I was reading today the MSAmanda + ms2rescore and the % increase in PSMs is 6%.

[RalfG]

Any increase in #PSMs will depend on the type of dataset and search space. Generally, we see modest increases for simple searches (for instance the yeast UPS search above) and significant increases for difficult searches (46% for immunopeptidomics, 10.1016/j.mcpro.2022.100266).

Note that even with modest increases in sensitivity, the separation between true and false PSMs is expected to be better, which means that in most cases you could increase the specificity to 0.1% FDR without loosing sensitivity (for instance shown in doi:10.1016/j.mcpro.2021.100076).

[ypriverol]

Thanks @RalfG for this response:

Any increase in #PSMs will depend on the type of dataset and search space. Generally, we see modest increases for simple searches (for instance the yeast UPS search above) and significant increases for difficult searches (46% for immunopeptidomics, 10.1016/j.mcpro.2022.100266).

Note that even with modest increases in sensitivity, the separation between true and false PSMs is expected to be better, which means that in most cases you could increase the specificity to 0.1% FDR without loosing sensitivity (for instance shown in doi:10.1016/j.mcpro.2021.100076).

How do you test this?
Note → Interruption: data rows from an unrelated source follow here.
PR #1250, opened 2026-07-10
SPSH-3819

casparneumann-cap:
# Description

## Approval for review


src/modules/service-provider/domain/service-provider-modification.service.ts
```diff
@@ -0,0 +1,265 @@
...
+            }
+        }
+
+        const hasVerfuegbarFuerRollenerweiterungMerkmalBeenRemoved: boolean =
+            !serviceProvider.merkmale.includes(ServiceProviderMerkmal.VERFUEGBAR_FUER_ROLLENERWEITERUNG) &&
+            existingProvider.merkmale.includes(ServiceProviderMerkmal.VERFUEGBAR_FUER_ROLLENERWEITERUNG);
+        if (hasRollenartenWhitelistChanged || hasVerfuegbarFuerRollenerweiterungMerkmalBeenRemoved) {
+            await this.rollenerweiterungRepo.deleteByServiceProviderIdAndRollenarten(
+                serviceProvider.id,
+                hasVerfuegbarFuerRollenerweiterungMerkmalBeenRemoved ? undefined : forbiddenRollenarten,
```
YoussefBouch: Relaxing a whitelist restriction (going from restricted => unrestricted) deletes every Rollenerweiterung row for that service provider, even ones for role types that were never forbidden and should be untouched. That's the opposite of what should happen. Widening a whitelist shouldn't delete anything I think.

[] (empty array) => should mean delete nothing, but the repo treats it like undefined and deletes everything. Can you check if this is intended or a bug?

A quick fix would be to guard the repo call so it's simply never invoked with an empty forbiddenRollenarten.

YoussefBouch (changes requested):

src/modules/service-provider/domain/service-provider-modification.service.ts
```diff
@@ -0,0 +1,265 @@
...
+            forbiddenRollenarten,
+        }: { hasRollenartenWhitelistChanged: boolean; forbiddenRollenarten: RollenArt[] } = this.getWhitelistChange(
+            existingProvider,
+            serviceProvider,
+        );
+
+        if (hasRollenartenWhitelistChanged && forbiddenRollenarten.length > 0) {
+            const attachedRollenError: Option<AttachedRollenError> = await this.getAttachedRollenError(
+                serviceProvider.id,
+                'Cannot update rollenartenWhitelist with conflicting rollenarten to attached to rollen',
```
YoussefBouch:
```suggestion
                'Cannot update rollenartenWhitelist with conflicting rollenarten  attached to rollen',
```

YoussefBouch (changes requested):

src/modules/service-provider/domain/service-provider-modification.service.ts
clauyan: Good catch, thanks! I added a test for regression, simplified the code and added the guard.

src/modules/service-provider/domain/service-provider-modification.service.ts
clauyan: Added

YoussefBouch (approved):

Distribution of the PEP scores or the original scores for targets and decoys?

[RalfG]

Usually just by plotting the amount of confidently identified PSMs at each FDR threshold, as in figure 1 of doi:10.1016/j.mcpro.2021.100076.

[jonasscheid]

I'm a bit curious about

We can add more metrics like RMS of the Top 10. Feel free to do a PR to quantms utils https://github.com/bigbio/quantms-utils/blob/main/quantmsutils/features/snr.py

Did you check the feature weights of percolator for this feature? I would guess that the Comet Xcorr implicitly penalizes for high SNR: https://willfondrie.com/2019/02/an-intuitive-look-at-the-xcorr-score-function-in-proteomics/

Would be great to see how high search engine scores / predicted features weights are in percolator!